La red de más de 200 jardines comunitarios de DUG cultiva más que alimentos: transforma vecindarios.
En terrenos gestionados por ciudades, escuelas y grupos religiosos, apoyamos a voluntarios para que lideren, planten y construyan juntos. Estos huertos ofrecen más que solo productos. Ofrecen un espacio para reunirse, compartir, descansar, celebrar y reconectar, entre nosotros y con la tierra.
Los jardines del DUG constan de varias parcelas separadas, cada una de ellas cuidada por una persona o una familia.
Lo/as jardinero/as comunitario/as cuidan y cosechan sus propias parcelas o espacios de cultivo. El tamaño de las parcelas varía según el jardín, pero la mayoría mide 3 x 4,5 metros, o unos 14 metros cuadrados.
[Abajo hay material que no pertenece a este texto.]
PR #3, opened 2023-12-13
Feature/add user registration and log in endpoints

saulRM10:
**Summary**

1. Created User, Role and Group Models. Included migration create the tables in the database. May notice that the User migration contains explicit associations between the Group and Role tables as `groupId` and `roleId` are foreign keys in the user table 
2. Created controllers for each model, with simple create functionality 
3. User model contains functionality to hash and salt user's passwords when creating a new password using the `Bcrypt` package. Also uses it to compare passwords when user logs in. This hashing and compare passwords logic is in the user model file but its used in the `config/passport.js` file. 
4. Cleaned up `app.js` by using router, thus created `router/modelName.routes.js` file system. 

**Testing :**
To create a new user, role , and or  group using postman you would do the following: 

1. if in main, run `git pull`
2. `git checkout  feature/add-user-registration`
3. run migration so you get the new User, Group and Role tables !!!!!: `npx sequelize-cli db:migrate`
4. Double check your database and make sure new migrations ran successfully and you have the new tables 
5. Go to post man and  set to send a `post` request
6. `http://localhost:80/[model-name]/[end-point-that-can-be-found-in-the-route-files-in-the-route-folder` 
7. go to the **Body** tab 
8. select `x-www-form-urlencoded`
9.  set up key value pairs. Reference the model to get the names of the keys. Note if you want to create a new user like in the screenshot provided there needs to be an existing group and role because you need to include a `groupId` and `roleId` 
Screenshot 2023-12-13 at 3 45 49 PM

### DIFF
--- a/app.js
+++ b/app.js
@@ -5,6 +5,8 @@ const teamController = require("./controllers/team.controller")
 const UserController = require("./controllers/user.controller")
 const GroupController = require("./controllers/group.controller")
 const RoleController = require("./controllers/role.controller")
+const session = require('express-session');
+const passport = require('./config/passport');
 
 const bodyParser = require('body-parser');
 
@@ -16,10 +18,27 @@ app.use(bodyParser.urlencoded({ extended: true }));
 app.set('port', process.env.PORT || 80)
 app.use(express.static(path.join(__dirname, 'client', 'build')));
 
+app.use(session({
+  secret: 'your-secret-key',
+  resave: false,
+  saveUninitialized: false,
+}));
+
+app.use(passport.initialize());
+app.use(passport.session());
+
 function init() {
   app.get('*', function(req, res) {
     res.sendFile('index.html', {root: path.join(__dirname, 'client', 'build')});
   });
+
+  app.post('/login', passport.authenticate('local'), (req, res) => {
+    const welcomeMessage = req.user
+    ? `Welcome, ${req.user.firstName} ${req.user.lastName}`
+    : null;
+  res.json({ message: welcomeMessage });
+  });
+  
 
   app.post('/create/:name', teamController.createTeam);
   app.post('/user', UserController.registerUser);
--- a/app.js
+++ b/app.js
@@ -7,7 +7,7 @@ const GroupController = require("./controllers/group.controller")
 const RoleController = require("./controllers/role.controller")
 const session = require('express-session');
 const passport = require('./config/passport');
-
+const UserRoutes = require('./routes/user.routes');
 const bodyParser = require('body-parser');
 
 const http = require('http');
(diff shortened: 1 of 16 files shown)


config/passport.js
```diff
@@ -0,0 +1,34 @@
...
+});
+
+passport.deserializeUser(async (id, done) => {
+  try {
+    const user = await User.findByPk(id);
+    done(null, user);
+  } catch (err) {
+    done(err);
+  }
+});
```
abanuelo, line 32: Nice job in supporting session based middleware for passport. When adding middleware, there is an inherent tradeoff we need to make. [It is best explained here](https://www.passportjs.org/concepts/authentication/sessions/).

I recommend the following strategy:
```
passport.serializeUser((user, done) => {
    done(null, {
      id: user.id,
      email: user.email,
      firstName: user.firstName,
      lastName: user.lastName,
      groupId: user.groupId,
      roleId: user.roleId,
    );
});

passport.deserializeUser(async (user, done) => {
  try {
    done(null, user);
  } catch (err) {
    done(err);
  }
});
```

This way we don't have to hit the database on every request to for the deserialization and we can simply return the user information we captured in the serialization inside our session.

app.js
```diff
@@ -2,16 +2,40 @@ const path = require('path');
...
 const app = express();
+app.use(bodyParser.json());
+app.use(bodyParser.urlencoded({ extended: true }));
 app.set('port', process.env.PORT || 80)
 app.use(express.static(path.join(__dirname, 'client', 'build')));
 
+app.use(session({
+  secret: 'your-secret-key',
+  resave: false,
+  saveUninitialized: false,
```
abanuelo, line 26: I think we need to the add: ` cookie: { secure: true }` to the session.

abanuelo (changes requested):
Great start! I did some debugging following the testing strategy and found some bugs:

1. As part of the testing strategy, users need to first run `npm install` before starting the server. Minor nit but just to keep things documented you may want to update the description in the pull request. 
2. Running `POST` `http://localhost:80/role/create` will generate issues when you explicitly do not define `role_type` in postman causing the entire server to fail. Inside the Role controller check to see if `req.body.role_type` is defined before running the sequelize `create` call. Please repeat this for `/group/create`.
3. If you run `POST` `http://localhost:80/user/register` with for a user who has already been registered (ie their email already exists in the User table), the server will also crash. Please add some checks inside the User controller file to first run  a `User.find` a user with that email being passed in. Also check for any entries that cannot be null in the table (ie firstName, lastName, groupId, roleId, etc).

I have added some screenshots for reference:
Screenshot 2023-12-13 at 8 02 00 PM

abanuelo:
@saulRM10 can we close this out? Just wanting to confirm you have addressed these comments into the codebase via another pr #13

Los espacios compartidos, como senderos, parterres de flores y hierbas perennes, cobertizos y espacios de reunión, son cuidados por todos los miembros de la comunidad.
Muchos jardines también cuentan con espacios dedicados al cultivo de productos adicionales para la redistribución comunitaria, en colaboración con bancos de alimentos locales, organizaciones comunitarias y grupos de ayuda mutua. Además, los horticultores comunitarios de DUG se comprometen a donar el 10 % de su cosecha cada temporada de cultivo.